> [TRY IT]:
The expected result is the run of lines from the one containing "We can't remove" to the end of the listing, copied exactly.

>>>

PR #337, opened 2021-12-18
Remove everything about ActionMailer and ActiveJob

gabebw:
We can't remove the gems since `rails` pulls them in, but we can avoid loading them in the first place.


edwardloveall (approved):

edwardloveall:
Looks like we need to also remove `spec/support/action_mailer.rb`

<<<

> [OUTPUT OF THE TASK]:
We can't remove the gems since `rails` pulls them in, but we can avoid loading them in the first place.


edwardloveall (approved):

edwardloveall:
Looks like we need to also remove `spec/support/action_mailer.rb`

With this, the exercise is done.